** What is being asked **
Go through the lines below and copy each one that holds the string "into".

==== Task material

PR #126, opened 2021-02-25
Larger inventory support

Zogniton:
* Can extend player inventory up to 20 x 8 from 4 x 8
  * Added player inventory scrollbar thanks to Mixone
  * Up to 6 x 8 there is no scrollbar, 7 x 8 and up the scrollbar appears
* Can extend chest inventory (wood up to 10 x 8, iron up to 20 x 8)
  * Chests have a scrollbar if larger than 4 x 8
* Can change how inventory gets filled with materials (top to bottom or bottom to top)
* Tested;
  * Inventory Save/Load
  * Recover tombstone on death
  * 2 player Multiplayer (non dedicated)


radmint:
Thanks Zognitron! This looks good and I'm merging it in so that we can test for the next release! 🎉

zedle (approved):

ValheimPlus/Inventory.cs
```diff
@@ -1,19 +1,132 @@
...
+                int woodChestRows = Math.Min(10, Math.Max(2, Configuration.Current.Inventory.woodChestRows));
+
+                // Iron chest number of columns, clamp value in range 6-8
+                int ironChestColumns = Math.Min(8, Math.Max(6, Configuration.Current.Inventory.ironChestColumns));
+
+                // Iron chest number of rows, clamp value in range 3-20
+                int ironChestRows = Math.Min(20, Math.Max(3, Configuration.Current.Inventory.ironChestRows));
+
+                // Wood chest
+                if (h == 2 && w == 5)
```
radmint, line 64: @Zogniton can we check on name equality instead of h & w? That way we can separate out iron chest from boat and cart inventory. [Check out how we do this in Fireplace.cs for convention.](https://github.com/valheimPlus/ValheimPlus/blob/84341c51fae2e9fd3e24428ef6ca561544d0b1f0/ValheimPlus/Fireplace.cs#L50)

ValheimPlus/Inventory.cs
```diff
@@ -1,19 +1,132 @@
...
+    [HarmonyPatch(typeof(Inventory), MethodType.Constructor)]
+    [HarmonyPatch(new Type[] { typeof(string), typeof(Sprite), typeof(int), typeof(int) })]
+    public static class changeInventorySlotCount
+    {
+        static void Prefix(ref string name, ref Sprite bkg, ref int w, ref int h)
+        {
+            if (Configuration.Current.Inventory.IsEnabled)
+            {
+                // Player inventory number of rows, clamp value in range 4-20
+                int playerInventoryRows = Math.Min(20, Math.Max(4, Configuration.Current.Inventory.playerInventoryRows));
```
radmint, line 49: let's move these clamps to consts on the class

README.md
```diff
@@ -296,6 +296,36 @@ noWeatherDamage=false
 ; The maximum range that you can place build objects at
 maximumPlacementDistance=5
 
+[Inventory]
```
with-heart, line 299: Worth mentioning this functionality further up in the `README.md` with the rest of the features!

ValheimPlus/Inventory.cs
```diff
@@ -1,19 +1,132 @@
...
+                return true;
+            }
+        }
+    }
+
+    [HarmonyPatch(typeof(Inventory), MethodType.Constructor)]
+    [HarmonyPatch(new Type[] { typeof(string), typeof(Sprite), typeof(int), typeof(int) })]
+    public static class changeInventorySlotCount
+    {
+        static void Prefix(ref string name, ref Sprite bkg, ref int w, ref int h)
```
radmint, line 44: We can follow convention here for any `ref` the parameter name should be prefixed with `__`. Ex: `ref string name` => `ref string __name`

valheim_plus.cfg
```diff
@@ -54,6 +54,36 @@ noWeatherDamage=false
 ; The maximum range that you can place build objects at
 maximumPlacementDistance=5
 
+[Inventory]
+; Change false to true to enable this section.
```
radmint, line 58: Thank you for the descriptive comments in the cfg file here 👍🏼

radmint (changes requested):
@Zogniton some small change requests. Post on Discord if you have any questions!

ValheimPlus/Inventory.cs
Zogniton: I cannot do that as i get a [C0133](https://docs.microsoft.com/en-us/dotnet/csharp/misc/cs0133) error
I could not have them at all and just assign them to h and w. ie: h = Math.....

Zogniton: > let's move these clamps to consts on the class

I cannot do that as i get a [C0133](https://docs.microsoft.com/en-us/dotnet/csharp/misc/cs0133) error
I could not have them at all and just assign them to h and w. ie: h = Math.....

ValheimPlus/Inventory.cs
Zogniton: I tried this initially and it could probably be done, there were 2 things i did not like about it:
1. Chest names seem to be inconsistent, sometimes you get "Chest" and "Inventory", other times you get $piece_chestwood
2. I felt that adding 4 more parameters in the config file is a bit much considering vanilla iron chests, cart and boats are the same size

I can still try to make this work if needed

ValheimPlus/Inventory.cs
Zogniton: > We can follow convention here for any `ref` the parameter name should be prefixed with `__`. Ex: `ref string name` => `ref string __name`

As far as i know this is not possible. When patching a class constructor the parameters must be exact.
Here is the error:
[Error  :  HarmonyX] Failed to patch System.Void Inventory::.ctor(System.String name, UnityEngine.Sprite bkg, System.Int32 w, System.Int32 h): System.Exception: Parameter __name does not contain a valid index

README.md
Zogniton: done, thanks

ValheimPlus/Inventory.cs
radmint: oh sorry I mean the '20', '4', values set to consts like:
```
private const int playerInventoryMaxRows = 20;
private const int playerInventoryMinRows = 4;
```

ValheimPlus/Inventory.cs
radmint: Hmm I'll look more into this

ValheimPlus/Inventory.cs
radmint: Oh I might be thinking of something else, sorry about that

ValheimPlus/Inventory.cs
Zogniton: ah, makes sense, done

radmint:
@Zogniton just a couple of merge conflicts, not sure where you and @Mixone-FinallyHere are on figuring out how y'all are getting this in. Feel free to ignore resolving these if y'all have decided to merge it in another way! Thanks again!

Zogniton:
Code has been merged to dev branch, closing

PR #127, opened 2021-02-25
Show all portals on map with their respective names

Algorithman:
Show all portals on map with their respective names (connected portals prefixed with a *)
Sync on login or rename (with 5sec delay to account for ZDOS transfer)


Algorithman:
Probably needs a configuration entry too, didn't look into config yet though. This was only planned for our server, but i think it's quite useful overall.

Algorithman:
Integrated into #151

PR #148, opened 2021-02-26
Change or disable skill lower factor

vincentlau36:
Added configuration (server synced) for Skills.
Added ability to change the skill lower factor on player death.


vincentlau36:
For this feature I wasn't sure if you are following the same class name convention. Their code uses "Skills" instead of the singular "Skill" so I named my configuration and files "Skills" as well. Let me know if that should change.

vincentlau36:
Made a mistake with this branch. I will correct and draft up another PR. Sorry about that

========
==== Task material

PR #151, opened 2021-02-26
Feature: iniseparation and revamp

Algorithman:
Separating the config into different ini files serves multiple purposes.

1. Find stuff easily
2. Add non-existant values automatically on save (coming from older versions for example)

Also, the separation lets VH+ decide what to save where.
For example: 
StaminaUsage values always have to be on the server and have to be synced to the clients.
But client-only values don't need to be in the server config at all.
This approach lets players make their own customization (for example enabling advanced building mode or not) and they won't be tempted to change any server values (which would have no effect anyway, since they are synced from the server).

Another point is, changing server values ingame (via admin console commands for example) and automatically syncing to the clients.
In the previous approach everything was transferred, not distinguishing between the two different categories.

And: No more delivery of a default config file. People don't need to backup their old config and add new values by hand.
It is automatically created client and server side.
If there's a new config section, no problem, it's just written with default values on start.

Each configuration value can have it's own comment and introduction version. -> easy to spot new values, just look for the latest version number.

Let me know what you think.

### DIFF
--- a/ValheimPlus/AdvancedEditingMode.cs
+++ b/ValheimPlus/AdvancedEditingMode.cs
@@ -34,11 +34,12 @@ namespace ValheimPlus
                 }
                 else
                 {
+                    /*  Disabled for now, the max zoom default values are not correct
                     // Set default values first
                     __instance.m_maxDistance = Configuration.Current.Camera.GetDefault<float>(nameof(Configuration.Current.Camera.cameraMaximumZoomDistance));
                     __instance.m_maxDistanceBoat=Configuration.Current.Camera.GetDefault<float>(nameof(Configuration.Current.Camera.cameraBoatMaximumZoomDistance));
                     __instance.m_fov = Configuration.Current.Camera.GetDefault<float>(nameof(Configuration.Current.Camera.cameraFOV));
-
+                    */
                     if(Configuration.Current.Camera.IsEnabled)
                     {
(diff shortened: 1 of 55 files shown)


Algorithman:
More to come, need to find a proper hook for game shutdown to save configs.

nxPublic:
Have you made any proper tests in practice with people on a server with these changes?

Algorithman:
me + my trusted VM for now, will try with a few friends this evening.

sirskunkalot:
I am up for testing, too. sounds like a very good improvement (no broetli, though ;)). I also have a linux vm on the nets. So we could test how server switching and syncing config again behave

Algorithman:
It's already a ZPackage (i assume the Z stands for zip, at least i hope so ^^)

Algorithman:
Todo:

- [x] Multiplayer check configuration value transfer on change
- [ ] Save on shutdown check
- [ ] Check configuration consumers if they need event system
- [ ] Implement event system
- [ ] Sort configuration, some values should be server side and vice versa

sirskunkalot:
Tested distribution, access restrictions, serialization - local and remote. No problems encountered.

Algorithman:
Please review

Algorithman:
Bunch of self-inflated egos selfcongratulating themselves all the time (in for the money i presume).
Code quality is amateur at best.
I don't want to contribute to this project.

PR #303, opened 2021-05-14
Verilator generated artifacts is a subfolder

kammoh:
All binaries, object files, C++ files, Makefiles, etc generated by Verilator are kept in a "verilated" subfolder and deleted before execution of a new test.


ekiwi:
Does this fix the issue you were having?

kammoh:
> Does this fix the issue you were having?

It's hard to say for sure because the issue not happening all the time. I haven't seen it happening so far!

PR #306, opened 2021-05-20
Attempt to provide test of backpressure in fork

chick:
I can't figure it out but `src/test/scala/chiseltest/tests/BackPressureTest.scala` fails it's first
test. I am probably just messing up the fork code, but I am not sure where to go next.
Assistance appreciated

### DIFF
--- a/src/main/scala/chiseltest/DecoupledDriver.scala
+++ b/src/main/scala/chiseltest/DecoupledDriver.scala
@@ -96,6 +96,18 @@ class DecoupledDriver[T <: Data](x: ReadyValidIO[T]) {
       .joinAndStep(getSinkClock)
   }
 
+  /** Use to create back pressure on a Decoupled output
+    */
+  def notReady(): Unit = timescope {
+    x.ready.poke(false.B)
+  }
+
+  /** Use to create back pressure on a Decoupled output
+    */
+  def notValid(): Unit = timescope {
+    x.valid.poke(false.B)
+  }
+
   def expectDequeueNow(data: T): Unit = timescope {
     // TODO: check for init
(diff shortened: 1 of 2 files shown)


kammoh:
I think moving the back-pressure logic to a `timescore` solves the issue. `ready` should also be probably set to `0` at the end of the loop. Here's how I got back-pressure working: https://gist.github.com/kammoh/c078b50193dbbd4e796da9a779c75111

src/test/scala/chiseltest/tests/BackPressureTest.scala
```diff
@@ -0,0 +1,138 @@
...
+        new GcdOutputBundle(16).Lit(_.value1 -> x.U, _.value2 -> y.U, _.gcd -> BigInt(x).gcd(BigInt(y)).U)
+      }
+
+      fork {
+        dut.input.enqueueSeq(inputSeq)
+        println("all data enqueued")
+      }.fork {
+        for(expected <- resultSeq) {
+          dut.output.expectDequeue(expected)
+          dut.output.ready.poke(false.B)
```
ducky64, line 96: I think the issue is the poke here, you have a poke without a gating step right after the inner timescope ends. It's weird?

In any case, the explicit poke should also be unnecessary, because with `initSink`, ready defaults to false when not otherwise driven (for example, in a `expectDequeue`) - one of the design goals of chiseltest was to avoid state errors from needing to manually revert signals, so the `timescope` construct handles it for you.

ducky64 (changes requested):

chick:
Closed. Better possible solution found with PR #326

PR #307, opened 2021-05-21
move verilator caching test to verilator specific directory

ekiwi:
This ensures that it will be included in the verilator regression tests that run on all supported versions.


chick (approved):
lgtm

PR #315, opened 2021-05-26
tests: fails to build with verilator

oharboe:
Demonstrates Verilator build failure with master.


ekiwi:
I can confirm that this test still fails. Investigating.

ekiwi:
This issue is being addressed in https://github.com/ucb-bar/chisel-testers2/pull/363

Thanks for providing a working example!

========

** Solution **
radmint: Hmm I'll look more into this
Probably needs a configuration entry too, didn't look into config yet though. This was only planned for our server, but i think it's quite useful overall.
Integrated into #151
Separating the config into different ini files serves multiple purposes.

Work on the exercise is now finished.